The number of Covid-positive inpatients is at its lowest level since Christmas.

There have now been a total of 4,718 Covid-19 related deaths and a total of 238,466* confirmed cases of Covid-19 in Ireland.

Two previously confirmed cases have since been denotified, this is reflected in the above figure.

As of April 1, 893,375 doses of Covid-19 vaccine had been administered in Ireland. This includes 636,963 first doses and 256,412 second doses.

The million milestone is expected to be reached by the middle of this week.

HSE chief Paul Reid said Good Friday had seen one of the highest days to date for vaccine administration.

“We’ll have well over 900,000 completed by this weekend. During next week, we’ll have administered over 1M doses. April & May will see the programme scale up further again,” he tweeted.
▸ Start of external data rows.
PR #50, opened 2023-06-10
Raider GE78HX SmartTouchpad offsets

Myp3a:
Offsets for my Raider GE77HX. Found by RWEverything, all of them works in Windows and Linux. However, FN key swap returns opposite values.

### DIFF
--- a/msi-ec.c
+++ b/msi-ec.c
@@ -2138,6 +2138,85 @@ static struct msi_ec_conf CONF25 __initdata = {
 	},
 };
 
+static const char *ALLOWED_FW_26[] __initconst = {
+	"17S2IMS1.113", // Raider GE78 HX Smart Touchpad 13V
+	NULL
+};
+
+static struct msi_ec_conf CONF26 __initdata = {
+	.allowed_fw = ALLOWED_FW_26, // WMI2 based
+	.charge_control = {
+		.address      = 0xd7,
+		.offset_start = 0x8a,
+		.offset_end   = 0x80,
+		.range_min    = 0x8a,
+		.range_max    = 0xe4,
+	},
+	.webcam = {
+		.address       = 0x2e,
+		.block_address = 0x2f,
+		.bit           = 1,
+	},
+	.fn_win_swap = {
+		.address = 0xe8,
+		.bit     = 4,
+		.invert  = true,
+	},
+	.cooler_boost = {
+		.address = 0x98,
+		.bit     = 7,
+	},
+	.shift_mode = {
+		.address = 0xd2,
+		.modes = {
+			{ SM_ECO_NAME,     0xc2 },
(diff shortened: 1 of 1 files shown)


teackot:
Looks good to me

> However, FN key swap returns opposite values

That's a known issue. I think we should just make it an on/off setting, i.e. swap/not swap

teackot:
> However, FN key swap returns opposite values

What does it say when those keys are swapped?

teackot:
@Myp3a can you please attach an EC dump, so we can verify the WMI 'version' and also just for the record:

```bash
sudo make load-debug
cat /sys/devices/platform/msi-ec/debug/ec_dump
```

> However, FN key swap returns opposite values

Already fixed

glpnk:
@Myp3a Why you're keeping old commits after reverting it in second commit?

Please add full name of your device which may look like `Raider GE78 HX Smart Touchpad 13V` (just first link from Google)

Myp3a:
Unfortunately, my GE77HX broke, so I'm on GE78HX SmartTouchpad now. They are pretty similar, however. Both use the Steelseries keyboard, so no backlight control from the EC.  
I've updated the PR accordingly:
 - FW version is changed to GE78HX
 - Added FN key invert
 - Added mute/mic leds

Here is the debug info:
FW version: 17S2IMS1.113
FW release date: 2023/11/27 16:21:55
EC dump: [Raider_GE78HX_STP_Dump.txt](https://github.com/user-attachments/files/16216507/Raider_GE78HX_STP_Dump.txt)

glpnk:
Ok, thanks for explanation. But please use full name from MSI site, which include CPU generation https://www.msi.com/Laptop/Raider-GE78-HX-Smart-Touchpad-13VX/Specification

glpnk:
Thank you

Myp3a:
Yeah, I've messed up a bit with merge conflicts. Should be resolved now, thank you for the note

glpnk:
Another laptop with keyboard size touchpad #120.

@Myp3a Do you have any problems with touchpad on Linux? Like the ones described in [this comment](https://github.com/BeardOverflow/msi-ec/pull/120#issuecomment-2227100074)?

Myp3a:
I'm using headless Linux, so can't really tell. However, from my experience, there's no pressure sensor in the touchpad, only the click mechanism. Also, all touchpad keys are controlled from software, not the EC - so touchpad keys support is out of the scope of this project.
Btw, I've made a small tool to remap the keys - they are used together with raw input messages. Probably will look into porting it to Linux in the future.

glpnk:
Nice. Is it using WMI event subscription? Or touchpad driver

Myp3a:
Not really. Touchpad sends raw keyboard messages, which contains the ID of pressed key - and the software part recognizes it and does something

teackot:
Merged! 🎉

PR #58, opened 2023-07-18
Remove BIOS versions from allowed firmware list

rottenpants466:
Added a new firmware version: E1592IMS.10F

### DIFF
--- a/msi-ec.c
+++ b/msi-ec.c
@@ -298,6 +298,7 @@ static const char *ALLOWED_FW_3[] __initconst = {
 	"1592EMS1.111",
 	"E1592IMS.10C",
 	"E1592IMS.10D",
+	"E1592IMS.10F",
 	NULL
 };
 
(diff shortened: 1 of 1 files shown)


teackot:
Does this PR make the driver work on new firmware? It seems that the versions that start with E are BIOS FW versions, not EC FW

rottenpants466:
> 

It works with this PR prior to kernel 6.4.

This is the change log from msi:

New BIOS     : 	E1592IMS.10F 
ROM CheckSum :  0x1B27 
Release Date :  2024/7/14

;--------------------------- Description ------------------------------------;

1.Enhanced security protection against unauthorized BIOS updates.

teackot:
Okay then, looks good to me

teackot:
Okay, so now that we know that `E1592IMS.10C/D/F` is actually BIOS and not EC, can you please remove those three from the allowed fw array? You can even do it in this PR, just rename it after

teackot:
Yep, everything's correct, thank you too!

PR #59, opened 2023-07-21
msi-ec : add support gp66-11ug

perseusdg:
This pull request adds support for msi gp66-11ug, I am guessing that this commit should work with other gp66-11u variants and gp76-11u variants.

### DIFF
--- a/msi-ec.c
+++ b/msi-ec.c
@@ -995,6 +995,88 @@ static struct msi_ec_conf CONF11 __initdata = {
     },
 };
 
+static const char *ALLOWED_FW_12[] __initconst = { 
+    "1543EMS1.113", 
+	NULL 
+};
+
+static struct msi_ec_conf CONF12 __initdata = {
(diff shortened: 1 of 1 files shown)


teackot:
Hi! Have you tested all of the features? Also can you please attach an EC dump (`/sys/devices/platform/msi-ec/debug/ec_dump` with debug mode on) here, so we can use it as a reference in the future

perseusdg:
I did test out most of them , the only thing i couldn't verify properly was the gpu and cpu fan speed..I will attach the ec dump in a couple of days

teackot:
I think that since you've tested it out, I can merge it. Some dumps woud still be appreciated though

Thank you!

teackot:
Actually, we have a dump in #95

NamitBhutani:
Hi, I have a MSI GP76 11UG, and advanced fan speed control doesn't seem to work on nixos. Cooler boost works and disabling the webcam works tho.

PR #67, opened 2023-08-22
Fix negative start threshold

### LINKED ISSUE #56: Charge control broken on MSI Alpha 15 B5EEK
I have an msi alpha B5EEK-070 with bios version: E158LAMS.10B and linux 6.4.
Charge control doesn't seem to work, both charge_control_start_threshold and charge_control_end_threshold report strange values and when I tried to change charge_control_end_threshold the fan started to spin very fast.
```
cat /sys/class/power_supply/BAT1/charge_control_start_threshold
-10
cat /sys/class/power_supply/BAT1/charge_control_end_threshold
0
```

teackot:
Fixes #56

### DIFF
--- a/msi-ec.c
+++ b/msi-ec.c
@@ -1164,6 +1164,11 @@ static ssize_t charge_control_threshold_show(u8 offset, struct device *device,
 	if (result < 0)
 		return result;
 
+	// thresholds are unknown
+	if (rdata == 0x80) {
+		return sysfs_emit(buf, "0\n");
+	}
+
 	return sysfs_emit(buf, "%i\n", rdata - offset);
 }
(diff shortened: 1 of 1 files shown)


rottenpants466:
Maybe the same should be done to the end threshold values. In my case there was a start -138 and a end -128: https://bugs.kde.org/show_bug.cgi?id=473281

That's why the option to change the thresholds were not appearing in KDE power settings :)

cheers

teackot:
As we already found out, your problem was because of the wrong charge control address. So if the value is anything other than 10%-100% or 0x80 then it is better for it to not show up in the settings bc the address is probably wrong

PR #84, opened 2023-10-09
Avoid dynamic memory allocation

teackot:
Use static arrays when filtering attributes to avoid potential memory issues


teackot:
Solved by #224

“As we reach out into April and May, what we are going to continue to do is complete the programme for the over-70s, go through the programme, which is the next group, the medically vulnerable and we are working through that, we will then be tackling the age group 65 to 69, and then we will start to move through the new prioritisation based on what National Immunisation Advisory Committee have recommended, so then moving down to sixties and downwards,” he said.

“As the programme moves through April and May and certainly into June, you are now beginning to see it reach really widely into the community, and I think the levels we are at this weekend of our highest day done on Good Friday of over 30,000, really demonstrates to the public that this is ramping up very seriously now.”

Meanwhile, there have been calls for the government to vaccinate frontline workers while also staying on track with their age-based plan.

Antoinette Cunningham, general secretary of the Association of Garda Sergeants and Inspectors said yesterday that: “What we are proposing and asking the Government to consider is an occupational vaccine roll-out programme for frontline high-risk jobs such as An Garda Síochána to be run side-by-side with the age-based vaccination programme.”

“Everybody that we encounter supports gardaí being vaccinated, everybody sees the reasons why members of An Garda Síochána who have no choice but to go into a house, rush into a house, as my colleagues in the north-west of the country did two days ago, to an urgent domestic violence situation where somebody rang in extreme distress.”

“You go in, you do the best you can, you deal with the incident, somebody is arrested, they are taken into custody, and it later transpired that they are Covid positive, and now four gardaí are isolating because of that,” she said on RTÉ’s This Week radio programme.

John Boyle, general secretary of the Irish National Teachers’ Organisation, has also made similar calls for teachers to be prioritised in the vaccine rollout.